On se dit parfois que la crise a bon dos… Qui a parcouru l’Hexagone durant ces deux mois de vacances, a pu constater qu’effectivement les Français ont rogné sur la durée de leur séjour au détriment des hôteliers et des restaurateurs. Mais, et cela est fort intéressant, ils n’ont pas renoncé pour autant à la « consommation culturelle » qu’ils s’autorisent durant ces mois de loisirs. Sans parler des phares de l’été en matière de festivals musicaux que sont Aix, Orange ou Montpellier qui ont fait le plein, les manifestations de dimension plus modeste, qui constituent notre terreau culturel, ont continué d’attirer les mélomanes. Pas de doute qu’il faudra attendre l’été 2010, lorsque la crise économique devrait atteindre son pic à en croire les augures officiels, pour juger de son impact réel sur le monde de la fête estivale hexagonale.

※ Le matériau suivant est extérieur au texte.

PR #3543, opened 2016-07-24
docs(CONTRIBUTING.md): make more explicit what commit message needs

zetok:
By clearly stating what commit message needs to have.
Should help with commit messages that aren't really clear.

### DIFF
--- a/CONTRIBUTING.md
+++ b/CONTRIBUTING.md
@@ -39,6 +39,8 @@ Qt:
 * Provide **screenshots** for UI related changes.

Est-ce en prévision de ce reflux annoncé que la direction du Festival d’Aix-en-Provence a drastiquement réduit la durée de son édition 2010 ? La voilà donc, en effet, amputée d’une décade puisqu’elle aura lieu du 2 au 22 juillet prochain. Avant de nous interroger sur les véritables raisons de cette coupe claire, alors que justement la présence désormais de deux salles fermées - le Grand Théâtre de Provence et celui du Jeu de Paume - aurait dû inciter Bernard Foccroulle, enfin libéré des aléas de la météo, à rallonger le prochain festival, je voudrais lever le voile sur ce qui vous attend en 2010.

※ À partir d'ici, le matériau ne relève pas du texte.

PR #3551, opened 2016-07-24
fix(translator): Added layout direction reset on translation.

### LINKED ISSUE #3542: Arabic language mirror window horizontal
##### Brief Description

OS: Arch Linux
qTox version: v1.4.0-2-g24a7f4d.
Commit hash: 24a7f4d51960a73cb7234cec9a4a2811e9175c6c
Qt: 5.7.0

Reproducible: Always
##### Steps to reproduce
1. Change language on Arabic
2. Change language on English
##### Observed Behavior

Window won't reset state
##### Expected Behavior

Resetting window state
##### Additional Info

Some languages reset state.
spectacle m15389

Diadlo:
Fix #3542.

---

This change is [Reviewable](https://reviewable.io/reviews/tux3/qtox/3551)

### DIFF
--- a/src/widget/translator.cpp
+++ b/src/widget/translator.cpp
@@ -55,7 +55,8 @@ void Translator::translate()
             // system menu translation
             QTranslator *qtTranslator = new QTranslator();
             QString s_locale = "qt_"+locale;
-            if (qtTranslator->load(s_locale, QLibraryInfo::location(QLibraryInfo::TranslationsPath)))
+            QString location = QLibraryInfo::location(QLibraryInfo::TranslationsPath);
+            if (qtTranslator->load(s_locale, location))
             {
                 QApplication::installTranslator(qtTranslator);
                 qDebug() << "System translation loaded" << locale;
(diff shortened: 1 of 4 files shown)


src/widget/translator.cpp
```diff
@@ -72,6 +73,11 @@ void Translator::translate()
         QCoreApplication::installTranslator(translator);
     }
 
+    // Added to fix #3542
```
zetok: rather than mentioning issue number, it's better to describe what it actually fixes

src/widget/translator.cpp
```diff
@@ -72,6 +73,11 @@ void Translator::translate()
...
+    QSet<QString> rtlLanguages = {"ar", "he"};
```
zetok: hardcoding languages doesn't seem like a good idea, especially given that every time a rtl language will be added, this will need to be updated

Diadlo: May be add this?

```
QApplication::tr("QT_LAYOUT_DIRECTION",
                         "Translate this string to the string 'LTR' in left-to-right"
                         " languages or to 'RTL' in right-to-left languages (such as Hebrew"
                         " and Arabic) to get proper widget layout.");
```

zetok: If it will work, why not. Don't depend on this value being correct though – i.e. check should be for `RTL`, otherwise assume `LTR`.

`\"Translate\" this to 'LTR' in left-to-right` ?
`s/such as/for example/`, or `e.g.` ?

zetok: Actually, the comment should say that only if language is RTL it needs to be translated to `RTL`, otherwise they don't need to "translate" it.

Also, among qTox langs Uighur appears to be RLT too.

Diadlo:
Hm... Don't work for me. May be I did something wrong?

src/widget/translator.cpp
```diff
@@ -72,6 +73,15 @@ void Translator::translate()
         QCoreApplication::installTranslator(translator);
     }
 
+    // After change language from rtl to ltr not always restored layout direction
```
sudden6: `After the language is changed from RTL to LTR, the layout direction isn't always restored` ?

Car si l’affiche n’est pas encore complète, ce qui a été annoncé par les responsables du festival en juillet est plus que prometteur. Quatre spectacles lyriques vous sont proposés en vingt jours. Retour aux fondamentaux - ou au fondamental si vous préférez - en ouverture avec sa majesté Don Giovanni du Sieur Mozart pour les vrais grands débuts à Aix de Louis Langrée qui apparaîtra à quarante-neuf ans comme le vrai successeur de Charles Münch. Il avait dirigé en 2008 les fragments de Zaïde du même Mozart qu’il a beaucoup fréquenté au Festival de Glyndebourne avant de prendre la direction du « Mostly Mozart » à New York. Le grand seigneur méchant homme sera mis en scène par le jeune moscovite Dmitri Tcherniakov auquel on doit un passionnant Eugène Onéguine de Tchaïkovski pouchkinien en diable offert aux Parisiens par Gerard Mortier en ouverture de sa dernière saison à l’Opéra de Paris.

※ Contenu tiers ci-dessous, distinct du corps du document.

PR #3563, opened 2016-07-30
Fix clear log

### LINKED ISSUE #3275: Do not clear in-progress download/upload status message
##### Brief Description

OS: Windows 7 64
qTox version: v1.4.0-29-g08263e9
Qt:  5.5.1
…

Reproducible: Always
##### Steps to reproduce
1. I am Alice.
2. I clicked Bob, and send some messages.
3. I select "e.docx", and drag it from explorer to qTox's chat window.
4. Bob accept downloading(by auto-accept).
5. Bob right-click chat window and click "Clear displayed msg" while downloading(e.g., 48%).
##### Observed Behavior

Bob: All logs are gone(expected), but downloading-in-progress files are also gone from chat window(!).
Alice: Transfer is still going on.
##### Expected Behavior

When Bob clear his chat window, uploading-in-progress OR downloading-in-progress files
should not disappear from chat window.

Diadlo:
Fix #3275.

---

This change is [Reviewable](https://reviewable.io/reviews/tux3/qtox/3563)

### DIFF
--- a/src/chatlog/chatlog.cpp
+++ b/src/chatlog/chatlog.cpp
@@ -20,6 +20,8 @@
 #include "chatlog.h"
 #include "chatmessage.h"
 #include "chatlinecontent.h"
+#include "chatlinecontentproxy.h"
+#include "content/filetransferwidget.h"
 #include "src/widget/translator.h"
 
 #include <QDebug>
@@ -560,11 +562,20 @@ void ChatLog::clear()
 {
     clearSelection();
 
+    QVector<ChatLine::Ptr> savedLines;
+
     for (ChatLine::Ptr l : lines)
-        l->removeFromScene();
+    {
+        if (isActiveFileTransfer(l))
+            savedLines.push_back(l);
+        else
+            l->removeFromScene();
+    }
 
     lines.clear();
     visibleLines.clear();
+    for (ChatLine::Ptr l : savedLines)
+        insertChatlineAtBottom(l);
 
     updateSceneRect();
 }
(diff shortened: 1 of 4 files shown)


src/chatlog/chatlog.cpp
```diff
@@ -560,11 +562,19 @@ void ChatLog::clear()
 {
     clearSelection();
 
+    QVector<ChatLine::Ptr> savedLines;
+
     for (ChatLine::Ptr l : lines)
-        l->removeFromScene();
+        if (!isActiveFileTransfer(l))
```
sudden6: It would make more sense to remove the `!` and switch if and else parts. Removing the "not" removes one step of thinking -> easier :)

Diadlo: Oh.. of course :)

zetok:
>   feat(filetransferwidget): Added ability to check activity

This commit message is rather unclear & confusing.

I.e. no actual _feature_ is being added, there is only some code ~refactoring done in order to make a fix possible.

Since commits marked with `feat|fix` are being used in changelog, it probably ought to be preferable to limit their usage as much as possible, so that they would be used only for changes that users face. What do you think about it?

zetok:
on a4884487a59b5572f7fbebcb1da41aae6467db83:
- [x] segfault after I've clicked "clear messages" in sending client: https://gist.github.com/zetok/26667bd05d6c8b85fbb503f31446f927

Diadlo:
@zetok Some fixes. I believe, that fix your error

Dans la fosse, l’Orchestre baroque de Fribourg qu’on retrouvera dans la version parisienne d’Alceste symbole de la fameuse réforme de Gluck. Cette fois, le metteur en scène sera le jeune Allemand Christof Loy. Ensuite, baroque français avec le Pygmalion de Rameau qui traversera l’Europe pour le trentième anniversaire des Arts Florissants de William Christie. Petit plus à Aix où l’ouvrage sera mis en scène par la chorégraphe Trisha Brown. Le Rossignol de Stravinski sera coproduit avec les Opéras de Toronto et de Lyon dont l’orchestre et le chef Kazushi Ono seront dans la fosse, le scénographe canadien Robert Lepage signant la mise en scène.

A ces quatre opéras, pourrait s’ajouter une création mondiale présentée par l’Académie européenne d’Aix et l’ensemble Musicatreize de Roland Hayrabedian au Grand Saint Jean si les travaux d’aménagement y sont achevés à temps. Car beaucoup d’incertitudes, comme je vous le disais, subsistent encore quant au déroulé et au programme du Festival d’Aix 2010. C’est ainsi qu’on ignore encore les dates des différents spectacles lyriques. Après la collaboration avec le Philharmonique de Berlin pour le Ring de Wagner, Bernard Foccroulle a annoncé un contrat de quatre ans avec le London Symphony Orchestra. La célèbre phalange britannique sera dans la fosse pour deux opéras en 2011 (première Traviata européenne de Natalie Dessay avec Louis Langrée au pupitre), puis en 2013.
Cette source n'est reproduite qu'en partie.